Even aggressive conservation efforts in the United States won’t balance out the growing demand for energy around the world. Increasing supply will remain paramount. Certainly, alternative fuels hold promise and hopefully will ultimately be able to contribute meaningfully to America’s energy mix, but it’s clear that in the near term increasing energy supply means increasing the supply of fossil fuel. Most Americans recognize this and support greater exploration: a recent Gallup poll found that 57 percent want to allow drilling in U.S. costal and wilderness areas that are currently off limits.
The Democratic Congress has been reluctant to acknowledge the need to allow an increase in energy supply. Their rhetoric and legislative initiatives seem designed more to confuse the voter about the root causes of the oil price spike than to actually solve the problem. For example, in an attempt to counter calls for more drilling, Democrats focused on how many acres are already available for exploration, suggesting that companies are letting vast supplies stay idle while prices surge. Yet surely the Democrats know that if oil was really readily available in these acres, the greedy corporations they complain so much about would be drawing supplies out now to take advantage of the record prices.

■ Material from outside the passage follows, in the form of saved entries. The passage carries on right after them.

PR #854, opened 2018-03-09
Integrate futures-stable into futures crate.

withoutboats:
futures-stable provides adapters to work with futures that contain
internal self-references.

futures-stable only works on nightly. A new nightly feature is
added to futures to turn futures-stable on. The futures-stable
items are re-exported from the `stable` submodule.

Also on nightly only, Future and Stream are implemented for
PinBoxes of futures and streams.

### DIFF
--- a/Cargo.toml
+++ b/Cargo.toml
@@ -5,6 +5,7 @@ members = [
   "futures-channel",
   "futures-executor",
   "futures-io",
-  "futures-util",
   "futures-sink",
+  "futures-stable",
+  "futures-util",
 ]
--- a/futures-core/Cargo.toml
+++ b/futures-core/Cargo.toml
@@ -11,7 +11,7 @@ The core traits and types in for the `futures` library.
 """
 
 [dependencies]
-pin-api = { version = "0.1.2", default-features = false }
+pin-api = { version = "0.1.3", default-features = false }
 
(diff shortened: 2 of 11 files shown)


withoutboats:
cc @cramertj

cramertj:
This looks great! Thanks! i'll merge once travis is happy.

withoutboats:
Tests are failing because `cargo test --all` in the workspace root can't figure out that we want pin-api with default features turned off. Trying to figure out how to make that work.

withoutboats:
Turned nightly off by default in futures-stable, which should get tests to pass.

cramertj:
> this is unfortunate, since futures-stable does nothing unless nightly is turned on. But futures-stable is unfortunate in general

SGTM. There's a precedent for this in `futures-channel`, which is entirely cfg'd out when the `std` feature is disabled.

withoutboats:
> There's a precedent for this in futures-channel, which is entirely cfg'd out when the std feature is disabled.

Yea thats fine, the unfortunate part is that `nightly` is not a default feature in futures-stable. Ideally, if you depended directly on futures-stable, by default it would have all the nightly-only items in it.

cramertj:
Yeah, that is annoying.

Democrats have also focused on the role of “speculators” in oil markets. But they misrepresent the role that speculators play. By buying commodities at low prices and selling when prices go up, speculators generally decrease price volatility. Moreover, if speculation was really the cause of high prices, there would be growing inventories of oil, and there’s no evidence of such stockpiling. Legislative attempts to quash “speculation” will do nothing to change the root cause of high prices, which remains our limited energy supply.
Americans know that it is passed time to begin allowing access to the vast reserves of oil in the U.S. that are currently off limits. Democrats lament that, even if drilling is allowed, it will take years for these new reserves to reach the supply chain (somehow that logic never holds when they are taking about federal giveaways to favored “alternative fuel” research). Yet even if it takes years to access, the marketplace will benefit from the knowledge that more energy is coming.
Democrats may try to obscure the simple fact that prices are driven by supply and demand. Voters aren’t being fooled.